[Assignment]:
Write the listing out again, exactly as it reads below.

[Data to examine]:
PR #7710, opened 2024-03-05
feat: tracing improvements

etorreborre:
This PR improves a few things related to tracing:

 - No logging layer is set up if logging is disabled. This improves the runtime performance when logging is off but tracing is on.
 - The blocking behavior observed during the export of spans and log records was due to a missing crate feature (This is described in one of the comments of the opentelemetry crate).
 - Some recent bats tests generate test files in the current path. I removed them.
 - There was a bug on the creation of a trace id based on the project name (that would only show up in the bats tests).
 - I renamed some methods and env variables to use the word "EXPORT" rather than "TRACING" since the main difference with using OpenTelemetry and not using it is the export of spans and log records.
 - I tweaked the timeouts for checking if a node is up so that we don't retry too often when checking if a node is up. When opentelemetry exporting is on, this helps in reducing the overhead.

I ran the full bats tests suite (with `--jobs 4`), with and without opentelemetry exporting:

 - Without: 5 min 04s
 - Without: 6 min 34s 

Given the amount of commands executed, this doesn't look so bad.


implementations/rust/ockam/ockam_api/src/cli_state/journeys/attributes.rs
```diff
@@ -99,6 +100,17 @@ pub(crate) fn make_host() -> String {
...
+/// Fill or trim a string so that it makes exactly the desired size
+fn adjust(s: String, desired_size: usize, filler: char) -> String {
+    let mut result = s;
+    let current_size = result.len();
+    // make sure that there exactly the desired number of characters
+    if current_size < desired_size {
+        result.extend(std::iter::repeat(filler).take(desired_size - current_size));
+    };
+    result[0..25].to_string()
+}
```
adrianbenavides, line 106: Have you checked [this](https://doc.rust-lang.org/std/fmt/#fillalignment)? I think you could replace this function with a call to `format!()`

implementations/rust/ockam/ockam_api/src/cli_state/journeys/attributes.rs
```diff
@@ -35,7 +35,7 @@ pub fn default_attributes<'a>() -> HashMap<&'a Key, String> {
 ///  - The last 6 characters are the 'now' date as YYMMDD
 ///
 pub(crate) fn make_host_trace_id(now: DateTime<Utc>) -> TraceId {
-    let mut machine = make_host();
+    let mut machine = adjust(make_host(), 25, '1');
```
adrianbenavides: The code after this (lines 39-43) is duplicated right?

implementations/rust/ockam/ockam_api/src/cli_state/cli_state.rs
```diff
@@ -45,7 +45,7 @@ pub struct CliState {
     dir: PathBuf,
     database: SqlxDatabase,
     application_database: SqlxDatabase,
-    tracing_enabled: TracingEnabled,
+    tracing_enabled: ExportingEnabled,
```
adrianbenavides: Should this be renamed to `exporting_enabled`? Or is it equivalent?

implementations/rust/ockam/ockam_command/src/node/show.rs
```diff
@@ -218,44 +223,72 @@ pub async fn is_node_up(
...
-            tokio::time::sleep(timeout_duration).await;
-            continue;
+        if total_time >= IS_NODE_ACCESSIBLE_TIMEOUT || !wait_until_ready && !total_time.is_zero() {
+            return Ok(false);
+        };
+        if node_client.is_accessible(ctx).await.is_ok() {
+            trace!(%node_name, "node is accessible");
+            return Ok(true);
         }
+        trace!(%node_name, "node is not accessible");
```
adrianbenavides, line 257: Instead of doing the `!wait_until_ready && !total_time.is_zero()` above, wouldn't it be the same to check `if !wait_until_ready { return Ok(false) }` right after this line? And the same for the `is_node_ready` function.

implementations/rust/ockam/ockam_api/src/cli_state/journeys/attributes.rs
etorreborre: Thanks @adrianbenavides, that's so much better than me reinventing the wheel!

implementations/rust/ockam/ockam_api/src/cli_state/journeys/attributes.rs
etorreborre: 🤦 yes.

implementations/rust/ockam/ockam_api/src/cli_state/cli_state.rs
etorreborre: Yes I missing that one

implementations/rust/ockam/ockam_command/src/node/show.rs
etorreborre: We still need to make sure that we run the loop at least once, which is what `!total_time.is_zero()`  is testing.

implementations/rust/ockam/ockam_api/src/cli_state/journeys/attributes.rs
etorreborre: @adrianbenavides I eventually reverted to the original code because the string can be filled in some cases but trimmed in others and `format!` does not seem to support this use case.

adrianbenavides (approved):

[Worked solution]:
PR #7710, opened 2024-03-05
feat: tracing improvements

etorreborre:
This PR improves a few things related to tracing:

 - No logging layer is set up if logging is disabled. This improves the runtime performance when logging is off but tracing is on.
 - The blocking behavior observed during the export of spans and log records was due to a missing crate feature (This is described in one of the comments of the opentelemetry crate).
 - Some recent bats tests generate test files in the current path. I removed them.
 - There was a bug on the creation of a trace id based on the project name (that would only show up in the bats tests).
 - I renamed some methods and env variables to use the word "EXPORT" rather than "TRACING" since the main difference with using OpenTelemetry and not using it is the export of spans and log records.
 - I tweaked the timeouts for checking if a node is up so that we don't retry too often when checking if a node is up. When opentelemetry exporting is on, this helps in reducing the overhead.

I ran the full bats tests suite (with `--jobs 4`), with and without opentelemetry exporting:

 - Without: 5 min 04s
 - Without: 6 min 34s 

Given the amount of commands executed, this doesn't look so bad.


implementations/rust/ockam/ockam_api/src/cli_state/journeys/attributes.rs
```diff
@@ -99,6 +100,17 @@ pub(crate) fn make_host() -> String {
...
+/// Fill or trim a string so that it makes exactly the desired size
+fn adjust(s: String, desired_size: usize, filler: char) -> String {
+    let mut result = s;
+    let current_size = result.len();
+    // make sure that there exactly the desired number of characters
+    if current_size < desired_size {
+        result.extend(std::iter::repeat(filler).take(desired_size - current_size));
+    };
+    result[0..25].to_string()
+}
```
adrianbenavides, line 106: Have you checked [this](https://doc.rust-lang.org/std/fmt/#fillalignment)? I think you could replace this function with a call to `format!()`

implementations/rust/ockam/ockam_api/src/cli_state/journeys/attributes.rs
```diff
@@ -35,7 +35,7 @@ pub fn default_attributes<'a>() -> HashMap<&'a Key, String> {
 ///  - The last 6 characters are the 'now' date as YYMMDD
 ///
 pub(crate) fn make_host_trace_id(now: DateTime<Utc>) -> TraceId {
-    let mut machine = make_host();
+    let mut machine = adjust(make_host(), 25, '1');
```
adrianbenavides: The code after this (lines 39-43) is duplicated right?

implementations/rust/ockam/ockam_api/src/cli_state/cli_state.rs
```diff
@@ -45,7 +45,7 @@ pub struct CliState {
     dir: PathBuf,
     database: SqlxDatabase,
     application_database: SqlxDatabase,
-    tracing_enabled: TracingEnabled,
+    tracing_enabled: ExportingEnabled,
```
adrianbenavides: Should this be renamed to `exporting_enabled`? Or is it equivalent?

implementations/rust/ockam/ockam_command/src/node/show.rs
```diff
@@ -218,44 +223,72 @@ pub async fn is_node_up(
...
-            tokio::time::sleep(timeout_duration).await;
-            continue;
+        if total_time >= IS_NODE_ACCESSIBLE_TIMEOUT || !wait_until_ready && !total_time.is_zero() {
+            return Ok(false);
+        };
+        if node_client.is_accessible(ctx).await.is_ok() {
+            trace!(%node_name, "node is accessible");
+            return Ok(true);
         }
+        trace!(%node_name, "node is not accessible");
```
adrianbenavides, line 257: Instead of doing the `!wait_until_ready && !total_time.is_zero()` above, wouldn't it be the same to check `if !wait_until_ready { return Ok(false) }` right after this line? And the same for the `is_node_ready` function.

implementations/rust/ockam/ockam_api/src/cli_state/journeys/attributes.rs
etorreborre: Thanks @adrianbenavides, that's so much better than me reinventing the wheel!

implementations/rust/ockam/ockam_api/src/cli_state/journeys/attributes.rs
etorreborre: 🤦 yes.

implementations/rust/ockam/ockam_api/src/cli_state/cli_state.rs
etorreborre: Yes I missing that one

implementations/rust/ockam/ockam_command/src/node/show.rs
etorreborre: We still need to make sure that we run the loop at least once, which is what `!total_time.is_zero()`  is testing.

implementations/rust/ockam/ockam_api/src/cli_state/journeys/attributes.rs
etorreborre: @adrianbenavides I eventually reverted to the original code because the string can be filled in some cases but trimmed in others and `format!` does not seem to support this use case.

adrianbenavides (approved):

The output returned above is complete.